Health & Wellness Society & Culture

Can financial stress lead to physical pain in later years?

Couple looking at bills to pay.
(Getty Images)

Researchers found that early stress can have an impact decades later

Financial stress can have an immediate impact on well-being, but can it lead to physical pain nearly 30 years later? The answer is yes, according to new research from University of Georgia scientists.

The study, published in Stress & Health, reveals that family financial stress in midlife is associated with a depleted sense of control, which is related to increased physical pain in later years.

“Physical pain is considered an illness on its own with three major components: biological, psychological and social,” said Kandauda A.S. Wickrama, first author and professor in the College of Family and Consumer Sciences. “In older adults, it co-occurs with other health problems like limited physical functioning, loneliness and cardiovascular disease.”

Wickrama

Kandauda A.S. Wickrama (Credit: Cal Powell/UGA)
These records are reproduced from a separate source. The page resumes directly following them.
PR #7172, opened 2024-11-13
Make unix signal-handler signal-safe

hulthe:
Other changes:
- Re-enable the signal handler in release-builds.
- Disable backtrace printing by default since it's not signal-safe.
- Add `MULLVAD_BACKTRACE_ON_FAULT` env variable to enable backtracing (Yes, that makes it not signal safe! But something we are willing to have as opt-in due to how it can help us debug stuff).
- Remove the alternate signal stack. The reasons for this are:
  - Setting up an alt-stack in a safe way is not trivial, our previous
    attempt was unsound in the presence of stack overflows. It can be
    done safely with mmap, but would require careful review.
  - The alt-stack is thread-local, meaning it would need to be
    initialized on a per-thread basis. We would need to hook into tokio
    and std::thread::spawn to be able to get good coverage, and even
    then there would no good way to ensure that *all* threads have an
    alternate stack, except that...
  - Rust (by default) allocates an alternate stack for every thread.
    Unfortunately, the prescence of Go code in our linked binary
    disables this feature. IMO, we should strive towards not having any
    Go code linked into the daemon for this reason.

- - -
This change is [Reviewable](https://reviewable.io/reviews/mullvad/mullvadvpn-app/7172)

### DIFF
--- a/README.md
+++ b/README.md
@@ -177,6 +177,13 @@ See [this](Release.md) for instructions on how to make a new release.
   interface UDS socket to users in the specified group. This means that only users in that group can
   use the CLI and GUI. By default, everyone has access to the socket.
 
+* `MULLVAD_BACKTRACE_ON_FAULT` - When enabled, if the daemon encounters a fault (e.g. `SIGSEGV`),
+  it will log a backtrace to stdout, and to `daemon.log`. By default, this is disabled in
+  release-builds and enabled in debug-builds. Set variable to `1` or `0` to explicitly enable or
+  disable this feature. Logging the backtrace cause heap allocation. Allocation is not signal safe,
+  but here it runs in the signal handler. This in technically undefined behavior and therefore
+  disabled by default. This usually works, but enable at your own risk.
+
 ### Development builds only
 
 * `MULLVAD_API_HOST` - Set the hostname to use in API requests. E.g. `api.mullvad.net`.
--- a/mullvad-daemon/src/exception_logging/mod.rs
+++ b/mullvad-daemon/src/exception_logging/mod.rs
@@ -8,4 +8,4 @@ pub use win::enable;
 mod unix;
 
 #[cfg(unix)]
-pub use unix::enable;
+pub use unix::{enable, set_log_file};
--- a/mullvad-daemon/src/exception_logging/unix.rs
+++ b/mullvad-daemon/src/exception_logging/unix.rs
@@ -1,145 +1,283 @@
-//! Installs signal handlers to catch critical program faults and logs them. See [`enable`].
-//!
-//! NOTE: The signal handlers are disabled in release-builds. See docs on
-//! `handler::logging_fault_handler` for reasoning.
+//! Install signal handlers to catch critical program faults and log them. See [`enable`].
+#![warn(clippy::undocumented_unsafe_blocks)]
 
-pub use handler::enable;
+use libc::siginfo_t;
+use nix::sys::signal::{sigaction, SaFlags, SigAction, SigHandler, SigSet, Signal};
 
-#[cfg(not(debug_assertions))]
-mod handler {
-    /// This is a no-op on release-builds; it does NOT install a signal handler.
-    pub fn enable() {
-        // No fault handler in release-builds.
+use core::fmt;
+use std::{
+    backtrace::Backtrace,
+    env,
+    ffi::{c_int, c_void, CString},
+    os::fd::{FromRawFd, RawFd},
+    sync::{
+        atomic::{AtomicBool, Ordering},
+        Once, OnceLock,
+    },
+};
+
+/// Write fault to this file.
+static LOG_FILE_PATH: OnceLock<CString> = OnceLock::new();
+
+/// If true, the signal-handler will log a backtrace when triggered.
+///
+/// Default value is `true` for debug-builds, and `false` for release-builds.
+/// This can be overridden by setting the env var [ENABLE_BACKTRACE_VAR] to `1` or `0`.
+///
+/// # Safety
+/// The [Backtrace] implementation we use does not guarantee signal-safety; Invoking it from a
+/// signal handler can be unsound. In practice this usually works fine, but to avoid any risk to
+/// users, we disable backtracing by default in release-builds.
+static ENABLE_BACKTRACE: AtomicBool = AtomicBool::new(cfg!(debug_assertions));
+
+/// Name of the environment variable that sets [ENABLE_BACKTRACE].
+const ENABLE_BACKTRACE_VAR: &str = "MULLVAD_BACKTRACE_ON_FAULT";
+
+/// The signals we install handlers for.
+const FAULT_SIGNALS: [Signal; 5] = [
+    // Access to invalid memory address
+    Signal::SIGBUS,
+    // Floating point exception
+    Signal::SIGFPE,
+    // Illegal instructors
+    Signal::SIGILL,
+    // Invalid memory reference
+    Signal::SIGSEGV,
+    // Bad syscall
+    Signal::SIGSYS,
+];
+
+/// Set the file path used for fault handler logging.
+///
+/// Panics if called more than once.
+pub fn set_log_file(file_path: impl Into<CString>) {
+    if let Err(_file_path) = LOG_FILE_PATH.set(file_path.into()) {
+        panic!("set_log_file may not be called more than once");
     }
 }
 
-#[cfg(debug_assertions)]
-mod handler {
-    use libc::siginfo_t;
-    use nix::sys::signal::{sigaction, SaFlags, SigAction, SigHandler, SigSet, Signal};
+/// Install signal handlers to catch critical program faults, log them, and exit the process.
+pub fn enable() {
+    static INIT_ONCE: Once = Once::new();
 
-    use std::{
-        backtrace::Backtrace,
-        ffi::{c_int, c_void},
-        sync::{
-            atomic::{AtomicBool, Ordering},
-            Once,
+    INIT_ONCE.call_once(|| {
+        if let Ok(override_backtrace) = env::var(ENABLE_BACKTRACE_VAR).map(|v| v != "0") {
+            ENABLE_BACKTRACE.store(override_backtrace, Ordering::Release);
+        }
+
+        // SA_ONSTACK tells the signal handler to use an alternate stack, if one is available.
+        // The purpose of an alternate stack is to have somewhere to execute the signal handler in
+        // the case of a stack overflow. I.e. if an alternate stack hasn't been configured, stack
+        // overflows will silently cause the process to exit with code SIGSEGV.
+        //
+        // `libc::sigaltstack` can be used to set up an alternate stack on the current thread. The
+        // default behaviour of the Rust runtime is to set up alternate stacks for the main thread,
+        // and for every thread spawned using `std::thread`. However, Rust will not do this if any
+        // signal handlers have been configured before the Rust runtime is initialized (note: the
+        // initialization happens before main() is called). For example, if any Go code is linked
+        // into this binary, the Go runtime will probably be initialized first, and will set up
+        // it's own signal handlers.
+        //
+        // Go requires this flag to be set for all signal handlers.
+        // https://github.com/golang/go/blob/d6fb0ab2/src/os/signal/doc.go
+        let sig_handler_flags = SaFlags::SA_ONSTACK;
+
+        let signal_action = SigAction::new(
+            SigHandler::SigAction(fault_handler),
+            sig_handler_flags,
+            SigSet::empty(),
+        );
+
+        for signal in &FAULT_SIGNALS {
+            // SAFETY:
+            // `fault_handler` is signal-safe if ENABLE_BACKTRACE is false.
+            // See docs on ENABLE_BACKTRACE.
+            if let Err(err) = unsafe { sigaction(*signal, &signal_action) } {
+                log::error!("Failed to install signal handler for {}: {}", signal, err);
+            }
+        }
+    });
+}
+
+/// Signal handler to catch signals that are used to indicate unrecoverable errors in the daemon.
+///
+/// # Safety
+/// This function is signal-safe if [ENABLE_BACKTRACE] is false.
+//
+// NOTE: When implementing, make sure to adhere to the rules of signal-safety!
+// For a detailed definition, see https://man7.org/linux/man-pages/man7/signal-safety.7.html
+// The short version is:
+// - This function must be re-entrant.
+// - This function must only call functions that are signal-safe.
+// - The man-page provides a list of posix-functions that are signal-safe. (These can be found
+//   in the `libc`-crate)
+extern "C" fn fault_handler(
+    signum: c_int,
+    _siginfo: *mut siginfo_t,
+    _thread_context_ptr: *mut c_void,
+) {
+    // 128 + signum is the convention set by bash.
+    let signum_code: c_int = signum.saturating_add(0x80);
+
+    let code: c_int = match log_fault_to_file_and_stdout(signum) {
+        // Signal numbers are positive integers.
+        Ok(()) => signum_code,
+
+        // map error to error-codes.
+        Err(err) => match err {
+            FaultHandlerErr::Open => 2,
+            FaultHandlerErr::Write => 3,
+            FaultHandlerErr::FSync => 4,
+            FaultHandlerErr::Reentrancy => 5,
         },
     };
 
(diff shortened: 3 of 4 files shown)


hulthe (commented):
> *[Reviewable](https://reviewable.io/reviews/mullvad/mullvadvpn-app/7172)* status: 0 of 4 files reviewed, 1 unresolved discussion

___
*[`mullvad-daemon/src/logging.rs` line 121 at r1](https://reviewable.io/reviews/mullvad/mullvadvpn-app/7172#-OB_YKWB8aaX7WzCOj0u:-OB_YKWB8aaX7WzCOj0v:bb7pa6j) ([raw file](https://github.com/mullvad/mullvadvpn-app/blob/f18c5e16c79371e4cfdc504dd0362f0e4c4f5b29/mullvad-daemon/src/logging.rs#L121)):*
> ```XML
>         #[cfg(unix)]
>         crate::exception_logging::set_log_file(
>             std::ffi::CString::new(log_file.as_os_str().as_encoded_bytes()).unwrap(),
> ```

todo

hulthe (commented):
> *[Reviewable](https://reviewable.io/reviews/mullvad/mullvadvpn-app/7172)* status: 0 of 4 files reviewed, 2 unresolved discussions

___
*[`mullvad-daemon/src/exception_logging/unix.rs` line 113 at r1](https://reviewable.io/reviews/mullvad/mullvadvpn-app/7172#-OB_Y_CwDzO7D1u4VwZD:-OB_Y_CwDzO7D1u4VwZE:ba3sxwj) ([raw file](https://github.com/mullvad/mullvadvpn-app/blob/f18c5e16c79371e4cfdc504dd0362f0e4c4f5b29/mullvad-daemon/src/exception_logging/unix.rs#L113)):*
> ```XML
> 
>     let code: c_int = match log_fault_to_file_and_stdout(signum) {
>         // Signal numbers are positive integers
> ```

todo: not sure if this is true? The exit code in practice appears to be e.g. `-11` for SIGSEGV.

Also: calling _exit() with a negative code will return `256 - code`, which is strange to say the least.

MarkusPettersson98 (commented):
Very nice work :yellow_heart: 

> *[Reviewable](https://reviewable.io/reviews/mullvad/mullvadvpn-app/7172#-:-OB_noRi5Tj9IT1FsNd2:bgykzai)* status: 1 of 4 files reviewed, 3 unresolved discussions (waiting on @hulthe)

___
*[`mullvad-daemon/src/exception_logging/unix.rs` line 177 at r1](https://reviewable.io/reviews/mullvad/mullvadvpn-app/7172#-OB_kHN0ECjz6X6LdKAL:-OB_kHN0ECjz6X6LdKAM:bz21db4) ([raw file](https://github.com/mullvad/mullvadvpn-app/blob/f18c5e16c79371e4cfdc504dd0362f0e4c4f5b29/mullvad-daemon/src/exception_logging/unix.rs#L177)):*
> ```XML
>         Err(_) => {
>             // SIGNAL-SAFETY: formatting an i32 is signal-safe.
>             writeln!(w, "Signal handler triggered by unknown signal: {signum}")?;
> ```

Could you convince me since I do not carry the same intuition as you; is formatting an i32 signal-safe because it fits into the size of a pointer? Or is it because it is allocated on the stack? etc



_Code quote:_
```XML
            // SIGNAL-SAFETY: formatting an i32 is signal-safe.
            writeln!(w, "Signal handler triggered by unknown signal: {signum}")?;
```

hulthe (commented):
> *[Reviewable](https://reviewable.io/reviews/mullvad/mullvadvpn-app/7172)* status: 1 of 4 files reviewed, 3 unresolved discussions (waiting on @MarkusPettersson98)

___
*[`mullvad-daemon/src/exception_logging/unix.rs` line 177 at r1](https://reviewable.io/reviews/mullvad/mullvadvpn-app/7172#-OB_kHN0ECjz6X6LdKAL:-OB_zU5y2QF30SVozRZa:b-jkphrb) ([raw file](https://github.com/mullvad/mullvadvpn-app/blob/f18c5e16c79371e4cfdc504dd0362f0e4c4f5b29/mullvad-daemon/src/exception_logging/unix.rs#L177)):*

Could you convince me since I do not carry the same intuition as you; is formatting an i32 signal-safe because it fits into the size of a pointer? Or is it because it is allocated on the stack? etc
</blockquote></details>

That's a very good question, and not easy to answer.

There's no concept in Rust of signal-safety, so the only way to be sure is to look at the implementation. In this case, the implementation of [Display for i32](https://doc.rust-lang.org/src/core/fmt/num.rs.html#210). An implementation is, of course, subject to change.

Formally: A function is signal-safe if it does not interact with any global shared mutable state (e.g. an allocator). Less formally: One *could* intuit (without looking at the source code) that property *should* hold for i32::fmt, since it would be pretty crazy for such a function to allocate, or to have any other global state, but there's no guarantees of that.

In summary: I looked at the source of i32::fmt, and it looks safe to me. That might change in the future, but I doubt it will. The alternative is to not print the signal number at all, or to format it ourselves.

MarkusPettersson98 (commented):
> *[Reviewable](https://reviewable.io/reviews/mullvad/mullvadvpn-app/7172)* status: 3 of 4 files reviewed, 2 unresolved discussions (waiting on @hulthe)

___
*[`mullvad-daemon/src/exception_logging/unix.rs` line 177 at r1](https://reviewable.io/reviews/mullvad/mullvadvpn-app/7172#-OB_kHN0ECjz6X6LdKAL:-OBa6qaeBKDK6wpcNtk_:bvtq4c9) ([raw file](https://github.com/mullvad/mullvadvpn-app/blob/f18c5e16c79371e4cfdc504dd0362f0e4c4f5b29/mullvad-daemon/src/exception_logging/unix.rs#L177)):*

That's a very good question, and not easy to answer.

There's no concept in Rust of signal-safety, so the only way to be sure is to look at the implementation. In this case, the implementation of [Display for i32](https://doc.rust-lang.org/src/core/fmt/num.rs.html#210). An implementation is, of course, subject to change.

Formally: A function is signal-safe if it does not interact with any global shared mutable state (e.g. an allocator). Less formally: One *could* intuit (without looking at the source code) that property *should* hold for i32::fmt, since it would be pretty crazy for such a function to allocate, or to have any other global state, but there's no guarantees of that.

In summary: I looked at the source of i32::fmt, and it looks safe to me. That might change in the future, but I doubt it will. The alternative is to not print the signal number at all, or to format it ourselves.
</blockquote></details>

Great answer, thanks :+1:

hulthe (commented):
> *[Reviewable](https://reviewable.io/reviews/mullvad/mullvadvpn-app/7172)* status: 2 of 4 files reviewed, 1 unresolved discussion (waiting on @MarkusPettersson98)

___
*[`mullvad-daemon/src/exception_logging/unix.rs` line 113 at r1](https://reviewable.io/reviews/mullvad/mullvadvpn-app/7172#-OB_Y_CwDzO7D1u4VwZD:-OBaBBqg9yj1iRTlWflJ:b-wq9j4a) ([raw file](https://github.com/mullvad/mullvadvpn-app/blob/f18c5e16c79371e4cfdc504dd0362f0e4c4f5b29/mullvad-daemon/src/exception_logging/unix.rs#L113)):*

todo: not sure if this is true? The exit code in practice appears to be e.g. `-11` for SIGSEGV.

Also: calling _exit() with a negative code will return `256 - code`, which is strange to say the least.
</blockquote></details>

Made the signum-codes positive instead.

MarkusPettersson98 (dismissed):
> Reviewed 1 of 1 files at r3, 1 of 1 files at r4, all commit messages.
> *[Reviewable](https://reviewable.io/reviews/mullvad/mullvadvpn-app/7172)* status: <span>:shipit:</span> complete! all files reviewed, all discussions resolved

___
*[`mullvad-daemon/src/exception_logging/unix.rs` line 113 at r1](https://reviewable.io/reviews/mullvad/mullvadvpn-app/7172#-OB_Y_CwDzO7D1u4VwZD:-OBdYzWm-byBhMqNwFlV:b-dxnmqx) ([raw file](https://github.com/mullvad/mullvadvpn-app/blob/f18c5e16c79371e4cfdc504dd0362f0e4c4f5b29/mullvad-daemon/src/exception_logging/unix.rs#L113)):*

Made the signum-codes positive instead.
</blockquote></details>

:smile: :ok_hand:

pinkisemils (dismissed):
:lgtm:

> Reviewed 1 of 4 files at r1, 1 of 2 files at r2, 1 of 1 files at r3, 1 of 1 files at r4, all commit messages.
> *[Reviewable](https://reviewable.io/reviews/mullvad/mullvadvpn-app/7172#-:-OBkv11f3Jgo9opvRK7F:bnfp4nl)* status: <span>:shipit:</span> complete! all files reviewed, all discussions resolved

faern (commented):
> *[Reviewable](https://reviewable.io/reviews/mullvad/mullvadvpn-app/7172)* status: 2 of 4 files reviewed, 1 unresolved discussion (waiting on @hulthe, @MarkusPettersson98, and @pinkisemils)

___
*[`mullvad-daemon/src/exception_logging/unix.rs` line 2 at r5](https://reviewable.io/reviews/mullvad/mullvadvpn-app/7172#-OC4Uwu60TAWdqQeGc2q:-OC4Uwu60TAWdqQeGc2r:bk7tcn6) ([raw file](https://github.com/mullvad/mullvadvpn-app/blob/d80f9f851caac261e33a7df2f0cd3d807f5bcd6a/mullvad-daemon/src/exception_logging/unix.rs#L2)):*
> ```XML
> //! Install signal handlers to catch critical program faults and log them. See [`enable`].
> #![warn(clippy::undocumented_unsafe_blocks)]
> ```

This can probably be removed? I fail to make it generate any warnings when I remove it, so I suspect it's a leftover from development? Either way, we should try to avoid suppressing linting as much as possible.

MarkusPettersson98 (approved):
> *[Reviewable](https://reviewable.io/reviews/mullvad/mullvadvpn-app/7172)* status: all files reviewed, 1 unresolved discussion (waiting on @hulthe)

hulthe (commented):
> *[Reviewable](https://reviewable.io/reviews/mullvad/mullvadvpn-app/7172)* status: all files reviewed, 1 unresolved discussion (waiting on @faern)

___
*[`mullvad-daemon/src/exception_logging/unix.rs` line 2 at r5](https://reviewable.io/reviews/mullvad/mullvadvpn-app/7172#-OC4Uwu60TAWdqQeGc2q:-OC8UEp18ftQb9U7W54C:bi9dc1i) ([raw file](https://github.com/mullvad/mullvadvpn-app/blob/d80f9f851caac261e33a7df2f0cd3d807f5bcd6a/mullvad-daemon/src/exception_logging/unix.rs#L2)):*

This can probably be removed? I fail to make it generate any warnings when I remove it, so I suspect it's a leftover from development? Either way, we should try to avoid suppressing linting as much as possible.
</blockquote></details>

undocumented_unsafe_blocks is actually disabled by default, this _enables_ that lint.

Related issue: [DES-1459](https://linear.app/mullvad/issue/DES-1459)

faern (commented):
> *[Reviewable](https://reviewable.io/reviews/mullvad/mullvadvpn-app/7172)* status: <span>:shipit:</span> complete! all files reviewed, all discussions resolved

___
*[`mullvad-daemon/src/exception_logging/unix.rs` line 2 at r5](https://reviewable.io/reviews/mullvad/mullvadvpn-app/7172#-OC4Uwu60TAWdqQeGc2q:-OC922gE8zB26fTxj2n0:byrhr0o) ([raw file](https://github.com/mullvad/mullvadvpn-app/blob/d80f9f851caac261e33a7df2f0cd3d807f5bcd6a/mullvad-daemon/src/exception_logging/unix.rs#L2)):*

undocumented_unsafe_blocks is actually disabled by default, this _enables_ that lint.

Related issue: [DES-1459](https://linear.app/mullvad/issue/DES-1459)
</blockquote></details>

Aaah. First time someone fine grained adds more stricter linting maybe! So I just assumed you made it weaker :joy: We should ideally have this be warn/deny in the entire workspace. But that's a large body of work that is completely unrelated to this PR :) I endorse stricter linting so please go ahead with this

pinkisemils (approved):
> Reviewed 1 of 2 files at r5, 1 of 1 files at r6, all commit messages.
> *[Reviewable](https://reviewable.io/reviews/mullvad/mullvadvpn-app/7172)* status: <span>:shipit:</span> complete! all files reviewed, all discussions resolved

faern (changes requested):
> *[Reviewable](https://reviewable.io/reviews/mullvad/mullvadvpn-app/7172)* status: 2 of 5 files reviewed, 1 unresolved discussion (waiting on @hulthe, @MarkusPettersson98, and @pinkisemils)

___
*[`mullvad-daemon/src/exception_logging/unix.rs` line 64 at r8](https://reviewable.io/reviews/mullvad/mullvadvpn-app/7172#-OCIEzaw2OZBL3O7js-9:-OCIEzaw2OZBL3O7js-A:bvm88ke) ([raw file](https://github.com/mullvad/mullvadvpn-app/blob/fcb3ac7fc26f21f6721460042e73b617b8d3ba61/mullvad-daemon/src/exception_logging/unix.rs#L64)):*
> ```XML
> 
>     INIT_ONCE.call_once(|| {
>         if let Ok(override_backtrace) = env::var(ENABLE_BACKTRACE_VAR).map(|v| v == "1") {
> ```

All other boolean environment variables that control the daemon has the enable logic ` != "0"`. Can we keep this so it's consistent? There should only be two possible values, but I'd like all boolean control mechanisms to react the same to setting the value to `"sausage"` if we can.

hulthe (commented):
> *[Reviewable](https://reviewable.io/reviews/mullvad/mullvadvpn-app/7172)* status: 2 of 5 files reviewed, 1 unresolved discussion (waiting on @faern, @MarkusPettersson98, and @pinkisemils)

___
*[`mullvad-daemon/src/exception_logging/unix.rs` line 64 at r8](https://reviewable.io/reviews/mullvad/mullvadvpn-app/7172#-OCIEzaw2OZBL3O7js-9:-OCIKiao6n9_KROJ307T:bo6vx3s) ([raw file](https://github.com/mullvad/mullvadvpn-app/blob/fcb3ac7fc26f21f6721460042e73b617b8d3ba61/mullvad-daemon/src/exception_logging/unix.rs#L64)):*

All other boolean environment variables that control the daemon has the enable logic ` != "0"`. Can we keep this so it's consistent? There should only be two possible values, but I'd like all boolean control mechanisms to react the same to setting the value to `"sausage"` if we can.
</blockquote></details>

My reasoning is that potentially harmful options should fail safe, and default to false if the input is ambiguous. It shouldn't (imo) be possible that `HARMFUL_OPTION=false` actually _enables_ the harmful option. I'll change it if you disagree though.

Our documentation only defines our env variables in terms of "1" and "0" anyway, so there's no deviation from spec.

MarkusPettersson98 (approved):
> Reviewed 1 of 1 files at r7, 2 of 3 files at r9, 1 of 1 files at r10, all commit messages.
> *[Reviewable](https://reviewable.io/reviews/mullvad/mullvadvpn-app/7172)* status: all files reviewed, 1 unresolved discussion (waiting on @faern)

hulthe (commented):
> *[Reviewable](https://reviewable.io/reviews/mullvad/mullvadvpn-app/7172)* status: 3 of 5 files reviewed, 1 unresolved discussion (waiting on @faern and @MarkusPettersson98)

___
*[`mullvad-daemon/src/exception_logging/unix.rs` line 64 at r8](https://reviewable.io/reviews/mullvad/mullvadvpn-app/7172#-OCIEzaw2OZBL3O7js-9:-OCbt9BG2SNy3IXFW2iP:bh7848x) ([raw file](https://github.com/mullvad/mullvadvpn-app/blob/fcb3ac7fc26f21f6721460042e73b617b8d3ba61/mullvad-daemon/src/exception_logging/unix.rs#L64)):*

My reasoning is that potentially harmful options should fail safe, and default to false if the input is ambiguous. It shouldn't (imo) be possible that `HARMFUL_OPTION=false` actually _enables_ the harmful option. I'll change it if you disagree though.

Our documentation only defines our env variables in terms of "1" and "0" anyway, so there's no deviation from spec.
</blockquote></details>

Went ahead and changed it back

faern (approved):
> Reviewed 2 of 3 files at r12.
> *[Reviewable](https://reviewable.io/reviews/mullvad/mullvadvpn-app/7172)* status: <span>:shipit:</span> complete! all files reviewed, all discussions resolved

Most pain research is neurological, but it’s important to also connect it to stressful family experiences, according to the researchers.

“Dr. Wickrama and I are both interested in the context surrounding families and how that context impacts the relational, physical and mental health of the individuals in the family,” said lead author Catherine Walker O’Neal, associate research scientist in the College of Family and Consumer Sciences. “Finances are an important component of our work because it’s such a relevant contextual stressor families face.”

The authors used data from the Iowa Youth and Family Project, a longitudinal study that provides 27 years of data on rural families from a cluster of eight counties in north-central Iowa. The data was collected in real time from husbands and wives in 500 families who experienced financial problems associated with the late 1980s farm crisis. Most of the individuals are now over 65 years old, and the couples are in enduring marriages—some as long as 45 years.

Catie O'Neal

Catie O’Neal

Even after the researchers controlled for concurrent physical illnesses, family income and age, they found a connection between family financial hardship in the early 1990s and physical pain nearly three decades later. Additional findings from their study show it’s more likely that financial strain influences physical pain, though physical pain can in turn influence financial strain through additional health care costs.

Physical pain is a biopsychosocial phenomenon, according to Wickrama. The research suggests that stressful experiences like financial strain erode psychological resources like a sense of control. This depletion of resources activates brain regions that are sensitive to stress, launching pathological, physiological and neurological processes that lead to health conditions like physical pain, physical limitations, loneliness and cardiovascular disease.

“In their later years, many complain about memory loss, bodily pain and lack of social connections,” he said. “Nearly two-thirds of adults complain of some type of bodily pain, and nearly that many complain of loneliness. That percentage is going up, and the health cost for that is going up. That is a public health concern.”

Eric T. Klopack, who recently graduated from UGA and is currently a postdoctoral fellow at University of Southern California, is also co-author on this paper.